Farting is a natural thing. And so is dating and being around your significant other for an extended period of time. It’s human nature that at some point, in your quest for domestic zen, that these two major life events will cross paths. So what do you do when you have to release some gastric pressure around someone you’ve just started dating? You like this guy/girl, things seem to be going well, but there comes a time where something’s gotta give, and oh, what a stressful moment it can be.
Farting is seen as a taboo subject in this society. I have to say that I agree. Farts are gross. You’re blasting poop particles out of your ass and contaminating the air of everyone around you. Pretty nasty, huh? That’s beside the point though. Everyone (minus the entire female population in my mind LALALALALA) does it, so it’s important that you’re prepared for when you get to this major step in your relationship.
So if it’s going to happen, when is the right time?
The key here is making sure that you have established yourself in the relationship. There is a sweet spot for timing up the perfect fart. Unless you’re a gambling man, and have a good chunk of change riding on the under, you want to wait long enough so that the fart won’t be a deal-breaker. If you’re not quite “official” yet, and your SO has the opportunity to cut things off completely with you, then it’s a little too early. You don’t want to leave the opportunity to get ghosted over a little backdoor wind action. That leaves everyone desiring more. You start to second guess everything in your life. What if I had waited to fart? What if I never threw that interception in states junior year? What if I had told people about that drifter I ran over in New Hampshire? See? It’s a slippery slope that nobody wants to go down.
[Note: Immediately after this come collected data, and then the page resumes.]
PR #322, opened 2024-04-15
Avoid warning when enabling strict concurrency check

sebsto:
Avoid strict concurrency check warnings

### Motivation:

My Lambda function is an actor to protect instances variables from race condition.
```
@main
actor MyLambda: LambdaHandler { ... }
```
However, when I compile with
```
swift build -Xswiftc -strict-concurrency=complete
```
I receive this warning
```
warning: non-sendable type 'Self.Event' in parameter of the protocol requirement satisfied by actor-isolated instance method 'handle(_:context:)' cannot cross actor boundary
    func handle(_ event: APIGatewayV2Request, context: AWSLambdaRuntimeCore.LambdaContext) async throws -> APIGatewayV2Response {
```

What I understand from the error message is that `Event` must be `Sendable`. But `Event` is an associated type on LambdaHandler, see 
https://github.com/swift-server/swift-aws-lambda-runtime/blob/main/Sources/AWSLambdaRuntimeCore/LambdaHandler.swift#L146

In this case, it is an `APIGatewayV2Request` which correctly implements `Sendable` but it looks like the compiler can not detect that.

### Modifications:

I changed all occurences of `associatedtype Event` and `associatedtype Output` in `LambdaHandler.swift` to add `:Sendable`.
I did not check for Swift >=5.6 because I understand Swift 5.7 is the minimum version to compile the runtime.

### Result:

No compiler warnings when using `Xswiftc -strict-concurrency=complete`

### DIFF
--- a/Sources/AWSLambdaRuntimeCore/LambdaHandler.swift
+++ b/Sources/AWSLambdaRuntimeCore/LambdaHandler.swift
@@ -27,9 +27,9 @@ public protocol SimpleLambdaHandler {
     /// The lambda function's input. In most cases this should be `Codable`. If your event originates from an
     /// AWS service, have a look at [AWSLambdaEvents](https://github.com/swift-server/swift-aws-lambda-events),
     /// which provides a number of commonly used AWS Event implementations.
-    associatedtype Event
+    associatedtype Event: Sendable
     /// The lambda function's output. Can be `Void`.
-    associatedtype Output
+    associatedtype Output: Sendable
 
     init()
 
@@ -143,9 +143,9 @@ public protocol LambdaHandler {
     /// The lambda function's input. In most cases this should be `Codable`. If your event originates from an
     /// AWS service, have a look at [AWSLambdaEvents](https://github.com/swift-server/swift-aws-lambda-events),
     /// which provides a number of commonly used AWS Event implementations.
-    associatedtype Event
+    associatedtype Event: Sendable
     /// The lambda function's output. Can be `Void`.
-    associatedtype Output
+    associatedtype Output: Sendable
 
     /// The Lambda initialization method.
     /// Use this method to initialize resources that will be used in every request.
@@ -287,9 +287,9 @@ public protocol EventLoopLambdaHandler {
     /// The lambda functions input. In most cases this should be `Codable`. If your event originates from an
     /// AWS service, have a look at [AWSLambdaEvents](https://github.com/swift-server/swift-aws-lambda-events),
     /// which provides a number of commonly used AWS Event implementations.
-    associatedtype Event
+    associatedtype Event: Sendable
     /// The lambda functions output. Can be `Void`.
-    associatedtype Output
+    associatedtype Output: Sendable
 
     /// Create a Lambda handler for the runtime.
     ///


tomerd:
this seems reasonable to me. @fabianfett thoughts?

ktoso (approved):

ktoso:
looks sensible to me 👍

sebsto:
It looks like there are some errors I did not capture locally.

First API change. Is there something I can do to tell the CI system this is indeed an intended API change ?

```
09:25:45 3 breaking changes detected in AWSLambdaRuntime:
09:25:45   💔 API breakage: extension SimpleLambdaHandler has generic signature change from  to <Self.Event : Swift.Sendable, Self.Output : Swift.Sendable>
09:25:45   💔 API breakage: extension LambdaHandler has generic signature change from  to <Self.Event : Swift.Sendable, Self.Output : Swift.Sendable>
09:25:45   💔 API breakage: extension EventLoopLambdaHandler has generic signature change from  to <Self.Event : Swift.Sendable, Self.Output : Swift.Sendable>
09:25:45 
09:25:45 3 breaking changes detected in AWSLambdaRuntimeCore:
09:25:45   💔 API breakage: protocol SimpleLambdaHandler has generic signature change from  to <Self.Event : Swift.Sendable, Self.Output : Swift.Sendable>
09:25:45   💔 API breakage: protocol LambdaHandler has generic signature change from  to <Self.Event : Swift.Sendable, Self.Output : Swift.Sendable>
09:25:45   💔 API breakage: protocol EventLoopLambdaHandler has generic signature change from  to <Self.Event : Swift.Sendable, Self.Output : Swift.Sendable>
```

The second set of error seems to deal with strict concurrency checks

```
11:30:08 /code/Sources/AWSLambdaRuntimeCore/LambdaRuntime.swift:180:29: error: reference to captured var 'logger' in concurrently-executing code; this is an error in the Swift 6 language mode
11:30:08 178 |                             // invocation request might have been cancelled. For this reason we
11:30:08 179 |                             // succeed the promise here.
11:30:08 180 |                             logger.log(level: .info, "lambda invocation sequence has been cancelled for shutdown")
11:30:08     |                             `- error: reference to captured var 'logger' in concurrently-executing code; this is an error in the Swift 6 language mode
11:30:08 181 |                             return promise.succeed(count)
11:30:08 182 |                         }
```

Any idea how to address these ?

fabianfett (changes requested):
I don't think we should land this, as this is fundamentally a Swift issue. The problem here is that Sendable checking is too aggressive in 5.10, as the compiler does not understand transfer semantics around actors. This will be fixed in Swift 6, with [region based isolation](https://github.com/apple/swift-evolution/blob/main/proposals/0414-region-based-isolation.md).

As this introduces a requirement on lambda handlers that is not needed, I'm not in support of this patch.

fabianfett:
> First API change. Is there something I can do to tell the CI system this is indeed an intended API change ?
This CI step isn't required. It is fine to be red. We use it as a warning signal. The only way to make it not red, is to not make breaking changes. But even then it sometimes has false positives.

sebsto:
as per discussion with @fabianfett, let's not merge this change. It should be fixed in Swift 6.0

PR #333, opened 2024-06-21
Add support for resources when packaging using the SwiftPM plugin

camdenfullmer:
This change updates the SwiftPM plugin to include the executable's resources in the archive.

### Motivation:

When deploying a Lambda function that generates HTML content I needed a way to package template HTML files along with the executable. Defining the resources in the `Package.swift` and then packaging them in the archive in a way so that Swift can access them using `Bundle.main.resourceURL` felt like the best way to accomplish this.

Example:

```
.executableTarget(
            name: "Website",
            dependencies: [
                .product(name: "AWSLambdaRuntime", package: "swift-aws-lambda-runtime"),
            ],
            resources: [
                .process("template.stencil"),
            ]),
```

### Modifications:

Plugin code has been modified to generate a `Contents/Resources` directory inside the final archive which includes the resources defined in the executable's target from `Package.swift`.

### Result:

The zip archive includes the defined resources in `Package.swift`.

### DIFF
--- a/Plugins/AWSLambdaPackager/Plugin.swift
+++ b/Plugins/AWSLambdaPackager/Plugin.swift
@@ -67,6 +67,7 @@ struct AWSLambdaPackager: CommandPlugin {
 
         // create the archive
         let archives = try self.package(
+            packageName: context.package.displayName,
             products: builtProducts,
             toolsProvider: { name in try context.tool(named: name).path },
             outputDirectory: configuration.outputDirectory,
@@ -183,6 +184,7 @@ struct AWSLambdaPackager: CommandPlugin {
 
     // TODO: explore using ziplib or similar instead of shelling out
     private func package(
+        packageName: String,
         products: [LambdaProduct: Path],
         toolsProvider: (String) throws -> Path,
         outputDirectory: Path,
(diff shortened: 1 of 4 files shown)


sebsto:
Looks like this address issue #312

sebsto:
@camdenfullmer  Thank you for this PR. It looks like a legitimate idea and simple implementation

I would propose to add a minimal example Lambda function to show how to use this capability and a section in the README file to document this.

Question: why `Contents/Resources` and not just `Resources` like the mac bundles ? (I know, naming things is hard) 

I left comments on the code

Plugins/AWSLambdaPackager/Plugin.swift
```diff
@@ -202,8 +202,27 @@ struct AWSLambdaPackager: CommandPlugin {
             try FileManager.default.copyItem(atPath: artifactPath.string, toPath: relocatedArtifactPath.string)
             try FileManager.default.createSymbolicLink(atPath: symbolicLinkPath.string, withDestinationPath: relocatedArtifactPath.lastComponent)
 
+            // add resources
+            let contentsDirectory = workingDirectory.appending("Contents")
```
sebsto, line 206: do we really need a `Contents` directory ? Maybe `Resources` is enough

Plugins/AWSLambdaPackager/Plugin.swift
```diff
@@ -202,8 +202,27 @@ struct AWSLambdaPackager: CommandPlugin {
...
+            try FileManager.default.createDirectory(atPath: contentsDirectory.string, withIntermediateDirectories: true)
+            let relocatedResourcesDirectory = contentsDirectory.appending("Resources")
+            let artifactDirectory = artifactPath.removingLastComponent()
+            let resourcesDirectoryName = try FileManager.default.contentsOfDirectory(atPath: artifactDirectory.string)
+                .first(where: { $0.hasSuffix(".resources") && $0.contains(product.name) })
+            if let resourcesDirectoryName {
```
sebsto, line 212: I would use `guard` or `if` on line 210. This line is not necessary

sebsto (commented):
A few questions and suggestions. Thank you for having submitted this

sebsto:

sebsto:

sebsto:
@camdenfullmer Thank you for having submitted this PR. We're considering merging it in the main branch before we start work on v2.
Can you address the two suggestions left above ?

camdenfullmer:
> @camdenfullmer Thank you for having submitted this PR. We're considering merging it in the main branch before we start work on v2. Can you address the two suggestions left above ?

Yep will get right on it. Will try to have changes and feedback by the end of the week!

Plugins/AWSLambdaPackager/Plugin.swift
camdenfullmer: After some more testing the correct bundle to use is `Bundle.module`. So instead of recreating the `Contents` directory I am just copying the `.resources` directory that is in the artifacts directory to the working directory to be zipped. This has the benefit of working on Lambda as well as when running locally on macOS.

camdenfullmer: https://developer.apple.com/documentation/xcode/bundling-resources-with-a-swift-package#Access-a-resource-in-code

Plugins/AWSLambdaPackager/Plugin.swift
```diff
@@ -67,6 +67,7 @@ struct AWSLambdaPackager: CommandPlugin {
 
         // create the archive
         let archives = try self.package(
+            packageName: context.package.displayName,
```
camdenfullmer, line 70: Wasn't sure if there was a better way to get the package name when creating the resources directory name.

sebsto: I think this is the only way to retrieve a package name. 
See https://github.com/swiftlang/swift-package-manager/blob/b24cc8b547f952ee4a954db939f115a26946fe2b/Sources/PackagePlugin/PackageModel.swift#L16

The other option is to use the directory name but it's not necessarily the same.

sebsto:

sebsto:
@camdenfullmer Thank you for the update. I tested the code on different variations of your sample project.  It works like a charm,
Can you make sure the `scripts/soundness.sh` script runs without error ? It's just the license headers missing from the example project.

```
19:06:17    * swift-or-c... missing headers in file './Examples/ResourcePackaging/Lambda.swift'!
```

camdenfullmer:
> @camdenfullmer Thank you for the update. I tested the code on different variations of your sample project. It works like a charm, Can you make sure the `scripts/soundness.sh` script runs without error ? It's just the license headers missing from the example project.
> 
> ```
> 19:06:17    * swift-or-c... missing headers in file './Examples/ResourcePackaging/Lambda.swift'!
> ```

I changed the year to something that will pass, but maybe the script should be updated to allow for `2024`?

sebsto:

sebsto (commented):
LGTM

sebsto (approved):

Waiting too long is also a dangerous game, however. If you wait too long, you’ve established precedent. Your girl is probably sneaking into the bathroom and running the water to let off some steam out the window like an angst filled teen smoking their first cigarette. They spray a little febreeze, fan things out with a towel, and call it a day. What daddy don’t know don’t hurt him. But now this becomes your responsibility as well. You have to go to extreme lengths to mask your gas. You become a Russian spy behind enemy lines, and your every fart a correspondence back to the Kremlin. If those filthy Americans (read: your girlfriend) catch you, they’ll make an example of you, Cold War II will start and you, my friend, will never hear the end of it.
Find the sweet spot
I’d say, to be safe, that you give it long enough that you’re comfortable around each other, but not quite so long that you have established a no-fart-zone. Maybe after you’ve met the parents, if you want to get really specific. That seems like a good time, right? If they’re going to dump you over it, at least make sure Mr. and Mrs. are asking what happened to you.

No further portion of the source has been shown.